Note that I used d rather than z as in David Trimas' example. I only get the input repeated back using z and even using y. I have quit and restarted the kernel, closed and reopened Mathematica and still the same issue.

Here is a "plot" of the two implementations:

pdf[z_] := If[0 < z < 2, 8/\[Pi]^2 NIntegrate[Sqrt[(1 - x^2) (1 - (x - z)^2)], {x, Max[z - 1, -1], Min[z + 1, 1]}], 0]
Plot[{pdf2, pdf[d]}, {d, 0, 2}, PlotStyle -> {Thickness[0.02], {Thickness[0.005], Yellow}}]

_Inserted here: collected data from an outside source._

PR #300, opened 2026-07-19
arc64: update mov tests updated gcc16 code-gen

Alexehv77:
arc64: update mov tests updated gcc16 code-gen

gcc16 promotes modes on the callee side during the expand
phase using TARGET_PROMOTE_FUNCTION_MODE. This eliminates
sign extensions on arguments. Already at the expand
level gcc16 produces just a move while gcc15 was making use
of sign_extend of subreg of the same input.
For example sexh_s and extb_s are eliminated in favour of mov_s (see the moveh-2.c). 
Due to those changes already at the expand level gcc16 produces just a move while 
 gcc15 was making use of sign_extend of subreg of the same input.
Because the input parameters arrive for consumtion at the callee side without 
subreg constructs this feature is further positively impacting consumer 
instructions e.g., mpyuw is replaced in gcc16 by mpy (see the case of mpyuw.c).

### DIFF
--- a/gcc/testsuite/gcc.target/arc64/movh-2.c
+++ b/gcc/testsuite/gcc.target/arc64/movh-2.c
@@ -8,4 +8,4 @@ short foo(short a, short b)
 {
   return b;
 }
-/* { dg-final { scan-assembler "sexh_s\\s+r\[0-9\]+,r\[0-9\]+" } } */
+/* { dg-final { scan-assembler "(?:mov_s|sexh_s)\\s+r\[0-9\]+,r\[0-9\]+" } } */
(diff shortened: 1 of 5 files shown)


gcc/testsuite/gcc.target/arc64/movh-2.c
```diff
@@ -8,4 +8,4 @@ short foo(short a, short b)
 {
   return b;
 }
-/* { dg-final { scan-assembler "sexh_s\\s+r\[0-9\]+,r\[0-9\]+" } } */
+/* { dg-final { scan-assembler "\(?:mov_s|sexh_s)\s+r\[0-9\]+,r\[0-9\]+" } } */
```
luismgsilva: This scan-assembler pattern is wrong

```suggestion
/* { dg-final { scan-assembler "(?:mov_s|sexh_s)\\s+r\[0-9\]+,r\[0-9\]+" } } */
```

luismgsilva (changes requested):

MichielDerhaeg (approved):

PR #302, opened 2026-07-20
fixup! RISC-V: Add instruction patterns for 32-bit multiply-add and b…

luismgsilva:
…it-extract fusion.

Do not apply mult-add fusion RTL with XThead MAC enabled

The multiply-add fusion insn_and_split patterns and the maddhisi4 expand hook emit separate mul and add insns so the scheduler can recognize RISCV_FUSE_MULT_ADD pairs.  When the XThead MAC extension is enabled, the target already provides th.mula, th.muls, th.mulah, and related insns for the same RTL shapes.  With a tune that enables mult-add fusion, those hooks could be selected instead of the XThead patterns, breaking gcc.target/riscv/xtheadmac-mula-muls.c.


MichielDerhaeg (approved):
I didn't bother fixing this as this won't happen in in production.
But it doesn't hurt.

PR #306, opened 2026-07-24
riscv: Allow Zcmp push/pop when shrink-wrap-separate is inactive

MichielDerhaeg:
This patch isn't merged yet upstream. I pinged the original author about the status.
This enables zcmp instructions for many more cases.

Not sure if this is still the case, but zcmp used to be slower for RHX. So it likely needs to be gated when we are not optimising for size. But for RMX-500 and 700 this will always be faster, or similar in performance.


MichielDerhaeg:
Put more notes on the Jira: P10019563-31483

exur00:
There are indeed significant regressions for RHX, I'm checking them out

exur00:
For rmx500 there are also regressions (nsichneu, picojpeg, sglib, slre, statemate and ud all betwen 1 and 3 % slower) except nsichneu and statemate, this overlaps with the rhx regressions.

PR #307, opened 2026-07-29
riscv github runner use sourceware git://

exur00:
The previously used https:// rate-limits github runners. The git:// endpoint doesn't seem to do so.


exur00:
Kind of silly work-around, but did succeed for 6 tests in a row, which does seem a lot better than the current situation.

luismgsilva (approved):
LGTM. Lets also apply this patch on `trunk-ci` branch.

PR #311, opened 2026-08-04
arcv: CRC32 for RV32 using clmulr

exur00:
As shown in the code snippet in the RISC-V bitmanip spec v0.93 in section 2.8. It is not present in the ratified spec, but the clmulr definition has not changed between them.

This significantly improves performance for rv32 processors that have the zbc extension.

__builtin_rev_crc32_data32 (crc, data, poly) on rv32_zbc now generates:
	li	a4,-150925312
	xor	a0,a0,a1
	addi	a4,a4,1601
	li	a5,-306675712
	clmul	a0,a0,a4
	addi	a5,a5,800
	clmulr	a0,a0,a5

which is more compact and faster than the previous approach which generates more than 300 lines of assembly and table data.

### DIFF
--- a/gcc/testsuite/gcc.target/riscv/crc-builtin-zbc32.c
+++ b/gcc/testsuite/gcc.target/riscv/crc-builtin-zbc32.c
@@ -19,7 +19,7 @@ int16_t crc16_data16 ()
 }
 
 int32_t rev_crc32_data8 ()
-]{
+{
   return __builtin_rev_crc32_data8 (0x12345678, 'a', 0x04C11DB7);
 }
 
--- a/gcc/testsuite/gcc.target/riscv/crc-builtin-zbc32.c
+++ b/gcc/testsuite/gcc.target/riscv/crc-builtin-zbc32.c
@@ -18,4 +18,20 @@ int16_t crc16_data16 ()
   return __builtin_crc16_data16 (0x1234, 0x3214, 0x1021);
 }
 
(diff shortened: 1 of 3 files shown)


exur00:
https://lkml.org/lkml/2024/6/21/204 the linux kernel also has this in assembly

performance goes from +- 17 cycles/byte to +- 1 cycle per byte for RHX100

exur00:
I think the same could work for crc64 on rv64, but I am not a crc expert, and I can't immediately find a source about it. So I'll leave it for this, don't want to make any mistakes in checksums.

exur00:
let's wait to merge this for the first jenkins run on the gcc16 arc-2026.09

luismgsilva (approved):

gcc/testsuite/gcc.target/riscv/crc-builtin-zbc32.c
```diff
@@ -18,4 +18,20 @@ int16_t crc16_data16 ()
   return __builtin_crc16_data16 (0x1234, 0x3214, 0x1021);
 }
 
-/* { dg-final { scan-assembler-times "clmul\t" 6 } } */
+int32_t rev_crc32_data8 ()
+]{
```
exur00, line 22: typo

MichielDerhaeg:
Pulled down the change that was pushed upstream.
I also included a small fix that is not on GCC 16 yet. Mainly such that the upstream change applies more cleanly.

PR #322, opened 2026-08-26
riscv: add RMX-700 mtune

exur00:
RMX-700 is similar to the RMX-500, it always uses advanced fusions.


gcc/config/riscv/riscv-cores.def
```diff
@@ -53,6 +53,7 @@ RISCV_TUNE("xiangshan-kunminghu", xiangshan, generic_ooo_tune_info)
 RISCV_TUNE("spacemit-x60", spacemit_x60, spacemit_x60_tune_info)
 RISCV_TUNE("arc-v-rmx-100-series", arcv_rmx100, arcv_rmx100_tune_info)
 RISCV_TUNE("arc-v-rmx-500-series", arcv_rmx500, arcv_rmx500_tune_info)
+RISCV_TUNE("arc-v-rmx-700-series", arcv_rmx500, arcv_rmx500_tune_info)
```
MichielDerhaeg: You specify `arcv_rmx700` here, is that correct?

MichielDerhaeg: `rmx500`*

exur00: `RISCV_TUNE(TUNE_NAME, PIPELINE_MODEL, TUNE_INFO)` that specifies the pipeline model, which rmx500 and rmx700 share.

MichielDerhaeg: Then where is `riscv_microarchitecture` set to `arcv_rmx700`?

exur00: very good question, it looks like it's not connected at all, in that case I don't immediately see a way to do this without duplicating the pipeline description.

gcc/config/riscv/riscv.cc
```diff
@@ -4028,7 +4028,7 @@ riscv_legitimize_move (machine_mode mode, rtx dest, rtx src)
 	     already we can just elide the nop move here and be done.  */
 	  if (need_int_reg_p)
 	    emit_move_insn (dest, gen_lowpart (GET_MODE (dest), int_reg));
-	  else if (!rtx_equal_p (dest, int_reg)) 
+	  else if (!rtx_equal_p (dest, int_reg))
```
MichielDerhaeg: I noticed this change in more than 1 PR. Shouldn't be in here.

MichielDerhaeg (approved):

gcc/config/riscv/riscv.cc
exur00: indeed, I guess autoformatting, I will remove it

PR #325, opened 2026-08-28
arc: Fix dmpywh/qmpyh reduction destinations

luismgsilva:
reduc_plus_scal_v2si and reduc_plus_scal_v4hi expanded to dmpywh/qmpyh with an SImode/HImode destination and constraint "r".  Those instructions write a 64-bit result to an even/odd register pair (and the accumulator).

LRA could therefore assign an odd hard register, which raises an instruction error on HS, or silently clobber dest+1 when the destination happened to be even.  gcc.dg/pr92301.c fails this way at -O3 on hs38.

This was exposed by 309dbcea2ca, which replaced power-of-two shifts on the vector factor with multiply/divide when computing vector loop niters.  That changes the peel/niters compare enough that register allocation more readily picked an odd dmpywh destination for this test.

Expand through a DImode temporary so the destination is a real even/odd pair, then take the lowpart.

### DIFF
--- a/gcc/config/arc/simdext.md
+++ b/gcc/config/arc/simdext.md
@@ -2042,9 +2042,20 @@
   [(set_attr "length" "8")
    (set_attr "type" "multi")])
 
-(define_insn "reduc_plus_scal_v4hi"
-  [(set (match_operand:HI 0 "even_register_operand" "=r")
-	(unspec:HI [(match_operand:V4HI 1 "even_register_operand" "r")]
+(define_expand "reduc_plus_scal_v4hi"
+  [(match_operand:HI 0 "register_operand")
+   (match_operand:V4HI 1 "even_register_operand")]
+  "TARGET_PLUS_QMACW"
+  {
+    rtx tmp = gen_reg_rtx (DImode);
+    emit_insn (gen_qmpyh_1 (tmp, operands[1]));
+    emit_move_insn (operands[0], gen_lowpart (HImode, tmp));
+    DONE;
+  })
+
+(define_insn "qmpyh_1"
+  [(set (match_operand:DI 0 "even_register_operand" "=r")
+	(unspec:DI [(match_operand:V4HI 1 "even_register_operand" "r")]
 		   UNSPEC_ARC_QMPYH))
    (clobber (reg:DI ARCV2_ACC))]
   "TARGET_PLUS_QMACW"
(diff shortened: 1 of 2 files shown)


gcc/config/arc/simdext.md
```diff
@@ -2042,19 +2042,41 @@
...
+   (match_operand:V4HI 1 "register_operand")]
+  "TARGET_PLUS_QMACW"
+  {
+    rtx tmp = gen_reg_rtx (DImode);
+    emit_insn (gen_reduc_plus_scal_v4hi_di (tmp, operands[1]));
+    emit_move_insn (operands[0], gen_lowpart (HImode, tmp));
+    DONE;
+  })
+
+(define_insn "reduc_plus_scal_v4hi_di"
```
MichielDerhaeg, line 2056: nit; maybe let's call the insn qpmyh, after the instruction it represents

gcc/config/arc/simdext.md
```diff
@@ -2042,19 +2042,41 @@
...
   [(set_attr "length" "4")
    (set_attr "type" "multi")])
 
-(define_insn "reduc_plus_scal_v2si"
-  [(set (match_operand:SI 0 "even_register_operand" "=r")
-	(unspec:SI [(match_operand:V2SI 1 "even_register_operand" "r")]
+(define_expand "reduc_plus_scal_v2si"
+  [(match_operand:SI 0 "register_operand")
+   (match_operand:V2SI 1 "register_operand")]
+  "TARGET_PLUS_QMACW"
```
MichielDerhaeg, line 2069: The expand here gates on `TARGET_PLUS_QMACW` while the insn is gated by `TARGET_PLUS_DMPY`.
Which should it be?

gcc/config/arc/simdext.md
```diff
@@ -2042,19 +2042,41 @@
   [(set_attr "length" "8")
    (set_attr "type" "multi")])
 
-(define_insn "reduc_plus_scal_v4hi"
-  [(set (match_operand:HI 0 "even_register_operand" "=r")
-	(unspec:HI [(match_operand:V4HI 1 "even_register_operand" "r")]
+(define_expand "reduc_plus_scal_v4hi"
+  [(match_operand:HI 0 "register_operand")
```
MichielDerhaeg, line 2046: Does this also need `even_register_operand`?

MichielDerhaeg (changes requested):
Try to add a test that reproduces the both the "wrong register" and potential clobber issue.

This will go upstream ASAP. Having an upstream-ready commit message would be nice :)

PR #330, opened 2026-09-03
arcv: Update ARC-V target vendor branding.

luismgsilva:


gcc/config.gcc
```diff
@@ -5143,8 +5143,8 @@ case "${target}" in
 		case ${with_tune} in
 		"")
 			case ${target} in
-			*-snps-*)
-				# Use a default mtune for Synopsys ARC-V.
+			*-gf-*)
+				# Use a default mtune for ARC-V.
 				with_tune=arc-v-rmx-100-series
 				;;
```
MichielDerhaeg: You can match both snps and gf for the time being.

MichielDerhaeg (approved):

kolerov (approved):

PR #336, opened 2026-09-09
arc64: fix inline asm m constraint

MichielDerhaeg:
This fixes linux builds.
See https://github.com/foss-for-mips-arc-processors/toolchain/issues/672#issuecomment-5599128217


luismgsilva (approved):

kolerov (approved):
Now Buildroot images for ARCv3 may be built with this fix.

PR #341, opened 2026-09-17
arc64: Fix sr and srl instruction lengths

amikhalev:
## Summary

- Correct the instruction lengths for the arbitrary-immediate and register
  alternatives of the ARC64 `sr` and `srl` patterns.
- Add an assembly regression test covering both instructions.

The alternatives are ordered `U06S0,S12S0,i,r`. The arbitrary immediate uses
a LIMM and encodes in 8 bytes, while the register form encodes in 4 bytes. The
length attributes had those last two sizes reversed.

This made branch shortening underestimate code containing extended auxiliary
register addresses and could select an out-of-range compact branch.

## Testing

- Stock ARC GCC 15.2 fails the new test with:
  - `operand out of range (132 is not between -128 and 127)`
  - `operand out of range (134 is not between -128 and 127)`
- Built a patched stage-1 compiler from `arc-2026.09`; the new `sr` and `srl`
  cases both assemble successfully.


gcc/testsuite/gcc.target/arc64/aux-reg-length.c
```diff
@@ -0,0 +1,76 @@
...
+    wake ();
+}
+
+void
+trigger_srl (void)
+{
+  if (!initialized_srl)
+    initialize_srl ();
+  handle_srl ();
+}
```
luismgsilva, line 76: Besides checking that there are no assembler errors, I think we might as well verify that the correct instruction is emitted. For example:

```suggestion
}

/* { dg-final { scan-assembler "sr\\s+\[^\n\]*\\\[3329\\\]\[^\n\]*l=8" } } */
/* { dg-final { scan-assembler "srl\\s+\[^\n\]*\\\[3329\\\]\[^\n\]*l=8" } } */
```
Of course, this means adding `-dp -save-temps` to the `dg-options`.

luismgsilva (changes requested):
Please add your own sign-off to the commit message.

Issue #1879, opened 2024-08-26
Crash happened on plantuml 1.2024.7beta5, related to "headless"


sunlin7:
Hi,

I tried the latest release but it always crash for no `DISPLAY` available.
I run the plantuml on Ubuntu 20.04 server without DISPLAY, or with the `headless` mode.
```
$ plantuml "-Djava.awt.headless=true" -headless ... 
```
And the error logs:

> Exception in thread "main" java.awt.AWTError: Can't connect to X11 window server using ':0.0' as the value of the DISPLAY variable.
        at org.graalvm.nativeimage.builder/com.oracle.svm.core.jni.functions.JNIFunctions$NewObjectWithObjectArrayArgFunctionPointer.invoke(JNIFunctions.java)
        at org.graalvm.nativeimage.builder/com.oracle.svm.core.jni.functions.JNIFunctions.ThrowNew(JNIFunctions.java:907)
        at java.desktop@21.0.2/sun.awt.X11GraphicsEnvironment.initDisplay(Native Method)
        at java.desktop@21.0.2/sun.awt.X11GraphicsEnvironment$1.run(X11GraphicsEnvironment.java:105)
        at java.base@21.0.2/java.security.AccessController.executePrivileged(AccessController.java:129)
        at java.base@21.0.2/java.security.AccessController.doPrivileged(AccessController.java:319)
        at java.desktop@21.0.2/sun.awt.X11GraphicsEnvironment.initStatic(X11GraphicsEnvironment.java:64)
        at java.desktop@21.0.2/sun.awt.X11GraphicsEnvironment.<clinit>(X11GraphicsEnvironment.java:59)
        at java.desktop@21.0.2/sun.awt.PlatformGraphicsInfo.createGE(PlatformGraphicsInfo.java:37)
        at java.desktop@21.0.2/java.awt.GraphicsEnvironment$LocalGE.createGE(GraphicsEnvironment.java:93)
        at java.desktop@21.0.2/java.awt.GraphicsEnvironment$LocalGE.<clinit>(GraphicsEnvironment.java:84)
        at java.desktop@21.0.2/java.awt.GraphicsEnvironment.getLocalGraphicsEnvironment(GraphicsEnvironment.java:106)
        at java.desktop@21.0.2/java.awt.image.BufferedImage.createGraphics(BufferedImage.java:1182)
        at net.sourceforge.plantuml.FileFormat.<clinit>(FileFormat.java:162)
[...]

PR #1883, opened 2024-08-29
Fixes headless build

asm0dey:
Not two versions of native images are generated: full and headless.


asm0dey:
This hopefully addresses the issue #1879

arnaudroques:
> PS: Sorry, took some time to polish it until it works

No problem: it rarely works on the first try, especially on complex subjects!

Thank you very much for your contribution; this will definitely be very useful for users who want to use native builds.

However, could you please explain why we need both full and headless versions? I'm not entirely clear on this myself :-)

asm0dey:
@arnaudroques that's simple: if you wanna run it s desktop app - you will need the full version, otherwise headless. Since it's a native image app - it's very strict about its requirements. And the full version requires the real awt implementation, while the headless version requires the headless implementation.

Did I answer the question?

PR #1898, opened 2024-09-09
update gradle to gradle-8.10, which permits java-22, java-23.

soloturn:
compile works, tests run through.

### DIFF
--- a/gradle/wrapper/gradle-wrapper.properties
+++ b/gradle/wrapper/gradle-wrapper.properties
@@ -1,5 +1,5 @@
 distributionBase=GRADLE_USER_HOME
 distributionPath=wrapper/dists
-distributionUrl=https\://services.gradle.org/distributions/gradle-8.2-bin.zip
+distributionUrl=https\://services.gradle.org/distributions/gradle-8.10-bin.zip
 zipStoreBase=GRADLE_USER_HOME
 zipStorePath=wrapper/dists


The-Lum:
Hi @soloturn, @arnaudroques, 

- Should we also update the [gradle-wrapper.jar](https://github.com/plantuml/plantuml/blob/master/gradle/wrapper/gradle-wrapper.jar) jar?
  - On https://github.com/plantuml/plantuml/tree/b056f45bcd6269f3b455112336735089c04a3576/gradle/wrapper
- or should we exclude it from the repo.?

Regards,
Th.

arnaudroques:
> * Should we also update the [gradle-wrapper.jar](https://github.com/plantuml/plantuml/blob/master/gradle/wrapper/gradle-wrapper.jar) jar?
>   
>   * On https://github.com/plantuml/plantuml/tree/b056f45bcd6269f3b455112336735089c04a3576/gradle/wrapper
> * or should we exclude it from the repo.?

I am really not sure.
Any idea about the best practice? What other Java project are doing?

The-Lum:
Here are some elements:
- https://stackoverflow.com/questions/25769536/how-when-to-generate-gradle-wrapper-files
- https://docs.gradle.org/current/userguide/gradle_wrapper.html
- https://docs.gradle.org/current/userguide/gradle_wrapper.html#sec:upgrading_wrapper

Regards,
Th.

The-Lum:
Hi @arnaudroques, @soloturn,

After rapidity search, in fact the CI does not use `gradle-wrapper.jar`, it uses the local `gradle` *_(and it is already on 8.10!)_*... 
- https://github.com/plantuml/plantuml/actions/runs/10768938506/job/29859074155#step:4:19

So there is no impact on the CI, but only on the use by external users of the repository fork.
Then:
- @arnaudroques you can accept this PR as it.
- and we will see later if it is necessary to update `gradle-wrapper.jar`...

Regards,
Th.

The-Lum:
We will ready for gradle 9....
Next step...

soloturn:
@The-Lum  @arnaudroques the wrapper does not change a lot, so it is ok to [upgrade it from time to time, but not always](https://docs.gradle.org/current/userguide/gradle_wrapper.html#:~:text=This%20is%20usually%20fine%20as,wrapper%20task%20a%20second%20time.).

The-Lum:
We can wait Gradle v9...

PR #1909, opened 2024-09-15
Add support for colors in Chen EER diagrams

### LINKED ISSUE #1890: Sometimes difficult to detect to which arrow a text in a Chen diagram belongs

A numerical method to calculate the PDF:

pdf[z_] := 
 If[0 < z < 2, 
  8/π^2 NIntegrate[ 
    Sqrt[(1 - x^2) (1 - (x - z)^2)], {x, Max[z - 1, -1], Min[z + 1, 1]}],
   0]

Maybe there's some kind of trig substitution that would make $$ \frac{8}{\pi^2}\int _{\max (-1,z-1)}^{\min (1,z+1)}\sqrt{\left(1-x^2\right) \left(1-(x-z)^2\right)}dx$$ solvable?